電車で大声通話する迷惑客。誰も注意できない中、小学生の“刺さるひと言”で電話を切って逃げ出した
公共交通機関などで、ときどき見かける“迷惑行為”。「注意したいけど……やっぱり怖い」そんな葛藤、ありませんか?
今回は、通勤電車で起きたある女性のエピソードをご紹介しましょう。
松崎由梨さん(仮名・34歳)は、ある日の夕方、帰宅ラッシュの電車に揺られていました。
「その日は朝から忙しくて疲れがどっと押し寄せていました。ただ無心で電車に揺られて、とにかく帰ってソファーに寝そべりたいと思っていましたね」
誰もが一日の疲れを引きずったまま、静かに時間をやり過ごしているような空気の中、突然「ふざけんなよ! だからさぁ何回言わせんの?」と、場違いな怒声が車内に響き渡ったそう。

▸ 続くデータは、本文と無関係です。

PR #1333, opened 2023-05-15
[ADD] ability to add note at the top of form when creating a task

### LINKED ISSUE #1025: Add support for notes-for-users in the custom section of Boutiques descriptor
I'd like the Boutiques integrator to show some notes in bullet-point format at the top of a form when launching a task.

The notes would come from the `custom` section of the descriptor:

```json
"custom": {
  "cbrain:input_notes": [
    "Please leave the field number of threads (--threads) blank, it is not used in CBRAIN",
    "Do not enter a maximum memory (-MAX_MEN)"
  ]
}
```

which would simply render as these notes at the top of the form, something like this:

-----------------------------------

**CBRAIN integration notices:**

* Please leave the field number of threads (--threads) blank, it is not used in CBRAIN
* Do not enter a maximum memory (-MAX_MEN)

-----------------------------------

natacha-beck:
Close #1025. 

To test if please add (or not) the following on a Boutiques descriptor (in custom section): 

```
        "cbrain:input_notes": [
            "Note 1: this is the first note",
            "Note 2: this is the  note"
        ],
```

It works for bot Boutiques integrato old and new.

### DIFF
--- a/BrainPortal/cbrain_plugins/cbrain-plugins-base/cbrain_task/boutiques_task/views/_task_params.html.erb
+++ b/BrainPortal/cbrain_plugins/cbrain-plugins-base/cbrain_task/boutiques_task/views/_task_params.html.erb
@@ -27,52 +27,78 @@
 <% end %>
 
 <%
-  @descriptor = @task.descriptor_for_form
-  inputs      = @descriptor.inputs          || []
-  required    = @descriptor.required_inputs || []
-  optional    = @descriptor.optional_inputs || []
-  groups      = @descriptor.groups          || []
+  @descriptor      = @task.descriptor_for_form
+  inputs           = @descriptor.inputs          || []
+  required         = @descriptor.required_inputs || []
+  optional         = @descriptor.optional_inputs || []
+  groups           = @descriptor.groups          || []
   params_in_groups = groups.map(&:members).flatten.uniq # list of param IDs
   interface_files  = Userfile.where(:id => @task.params[:interface_userfile_ids])
+  input_notes      = @descriptor.custom['cbrain:input_notes'] || []
 %>
 
-<div class="task-params">
-  <%- if inputs.empty? -%>
-    <%= @task.name %> has no parameters.
-  <%- else -%>
-  <ul>
-    <%# Write info for ungrouped parameters %>
-    <% (required + optional).each do |input| %>
-       <% next if params_in_groups.include? input.id %>
-       <%= render :partial => task_partial(:boutiques_input), :locals =>
-           { :input           => input,
-             :isGroupMember   => false,
-             :interface_files => interface_files,
-           }
-       %>
-    <% end %>
-    <%# Write info for grouped parameters %>
-    <%- groups.each do |group| %>
-       <%= render :partial => task_partial(:boutiques_group), :locals =>
-           { :group           => group,
-             :interface_files => interface_files,
-           }
-       %>
-    <% end %>
-  </ul>
+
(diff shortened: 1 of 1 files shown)


MontrealSergiy:
For some on few occasions Pierre insisted on not changing other places of CBRAIN when working with modules, and doing everything from the module in the library.

Workaround to avoid changing template could be to use flash notices, or fake inputs (called Note)

Maybe check with him

MontrealSergiy:
works on my local install (new boutiques)

Screenshot from 2023-05-31 14-27-46

BrainPortal/app/views/tasks/_params.html.erb
```diff
@@ -44,11 +44,36 @@
...
+  <% if raw_partial.(:task_params) %>
+    <%= render :inline => raw_partial.(:task_params), :locals => locals %>
+  <% else %>
+    <%= render :partial => task_partial('task_params'), :locals => locals %>
+  <% end %>
 </div>
+
+<% if input_notes.any? %>
+  </div>
+<% end %>
```
MontrealSergiy, line 79: not sure why errors is subdiv of notes div

MontrealSergiy (approved):
I am not totally sure of code but seems works as expected on my local install

BrainPortal/app/views/tasks/_params.html.erb
prioux: This is wrong. Sergiy is right to be suspicious. If you have to put a `</div>` inside an `if` it certainly means the layout structure is badly done.

Also, this file here is a template for the general params page of all tasks, it cannot possibly have any sort of knownlede or dependencies on things like `@task.descriptor_for_before_form` which are compltely internal to the new BTQ integrator.

prioux (changes requested):
Re-think the whole thing, see my comments

prioux (changes requested):
Please adjust the layout of the HTML and make sure strings are properly escaped. There shouldn't be if/else statements are opening and closing `div` elements, it's a sign that the structure of the page is not sound.

Also, revert the changes to the old integrator; we won't use it anymore and testing/debugging that old code is wasted time.

BrainPortal/app/views/tasks/_params.html.erb
```diff
@@ -44,11 +44,36 @@
...
 
-<div class="generalbox">
-<%= error_messages_for(@task) %>
-<% if raw_partial.(:task_params) %>
-  <%= render :inline => raw_partial.(:task_params), :locals => locals %>
-<% else %>
-  <%= render :partial => task_partial('task_params'), :locals => locals %>
+<%
+input_notes =
+  @task.class.superclass == PortalTask ?
```
prioux, line 49: This is really not right. The current view file, `_params.html.erb`, does not and should not know anything about the internals of the new Boutiques integrator. It is not correct for it to invoke the method `descriptor_for_before_form` because that is not a method of the core CbrainTask class.

What you have to do is add a PortalTask method called, maybe "input_notes" that by default returns `[]` with a comment that says subclasses can provide an array of short helpful comments. And in the BoutiquesPortalTask class, you override it.

prioux:
Instead of adding the notes in the file

```
BrainPortal/app/views/tasks/_params.html.erb
```

which is the main wrapper, consider adding the notes more specifically in the wrapper for boutiques tasks, in

```
BrainPortal/cbrain_plugins/cbrain-plugins-base/cbrain_task/boutiques_task/views/_task_params.html.erb
```

prioux:
Why does this PR suddenly contain the commits for the overlay PR ?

「少し離れた場所で、若い男性が不機嫌そうにスマホ越しに怒鳴っていたんですよ。周囲の乗客たちは気づいているのに、誰も何も言えずウンザリしている感じでした」
男性は通話の内容を隠そうとする様子もなく、苛立ちをそのまま音に乗せて周囲へ撒き散らしていました。言葉は荒く、語気はどんどん強まり、まるで見せつけるように声を張り上げていたそう。

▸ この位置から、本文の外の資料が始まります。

PR #513, opened 2018-07-06
Add unavailable transfer state and check it before starting download

daehn:
## What's new in this PR?

* Add unavailable transfer state and check it before starting download.


vytis:
Small test for this maybe?

daehn:
@vytis there are some tests added in the request strategy PR, but I'll make sure to add one to check the added branch here as well.

daehn:
@vytis updated!

daehn:
@zenkins release minor

daehn:
Actually thinking about it adding an enum value is an API breaker (exhaustive switches), should probably have been a major instead.

PR #515, opened 2018-07-12
Feature/new new conversation system message cell zios 10271

daehn:
## What's in this PR?

* Add new model schema version including `allTeamUsersAdded` and `numberOfGuestsAdded` fields which will be used for the updated `.newConversation` system message.
* Add test for `.newConversation` system message when inserting new conversation.

### This PR depends on: 

- [x] The new model schema version is still missing a migration test.


Source/Model/Message/ZMMessage.m
```diff
@@ -856,6 +856,8 @@ + (instancetype)createOrUpdateMessageFromUpdateEvent:(ZMUpdateEvent *)updateEven
     message.users = usersSet;
     message.text = messageText != nil ? messageText : name;
     
+    [message updateNewConversationPropertiesWithUsers:usersSet context:moc conversation:conversation];
```
typfel: Only necessary to run when `systemMessageType` is `ZMSystemMessageTypeNewConversation ?

daehn: Yeah, misleading naming, should be referring to new conversation system messages so maybe better to include that in the name.

daehn: @typfel changed the name slightly now.

daehn:
@vytis updated!

vytis:
@daehn ready to merge? Tests are green.

daehn:
@vytis merged!

PR #516, opened 2018-07-12
Store push token inside user client

vytis:
### Issues

We were storing push token in the NSManagedObjectContext's persisted metadata but this makes it hard to keep track of when to update it. 

### Solutions

Swiftified version of PushToken was added and it is stored as a property on UserClient. To migrate from the old format, we have also moved simplified implementation of `ZMPushToken` from Sync Engine.

## Notes

1. After https://github.com/wireapp/wire-ios-data-model/pull/515 is merged there will be conflicts because of updated store version.
2. Migration tests need to be added, will be done after 1. is done


Source/Model/UserClient/ZMPushToken.m
```diff
@@ -0,0 +1,99 @@
...
+// MERCHANTABILITY or FITNESS FOR A PARTICULAR PURPOSE. See the
+// GNU General Public License for more details.
+// 
+// You should have received a copy of the GNU General Public License
+// along with this program. If not, see http://www.gnu.org/licenses/.
+// 
+
+#import "ZMPushToken.h"
+
+#import <stdio.h>
```
mikeger: I know that it's just copied from the SE, got flashback from old C days with this `stdio.h` :)

vytis: This is not needed actually anymore, will remove so that all the sad memories can rest in peace.

vytis:
@zenkins release minor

由梨さんは「公共の場では静かにしてほしい」という思いと「怖いし関わりたくない」という気持ちの間で揺れていました。
「その時『電車の中ってね、電話しちゃいけないんだよ』と可愛らしい声が聞こえて、振り返ると、小学3年生ぐらいの男の子が立っていたんですよ」

静かな声でしたが、その言葉は不思議なくらいはっきりと周りに届いたそう。
「すると男性が『は?』と男の子をイラッとした表情で見つめ、空気が張り詰めたのですが……男の子は視線をそらさなかったんですよね」
周囲の大人たちが目を伏せる中、その小さな背中だけが、まっすぐに相手を見据えていました。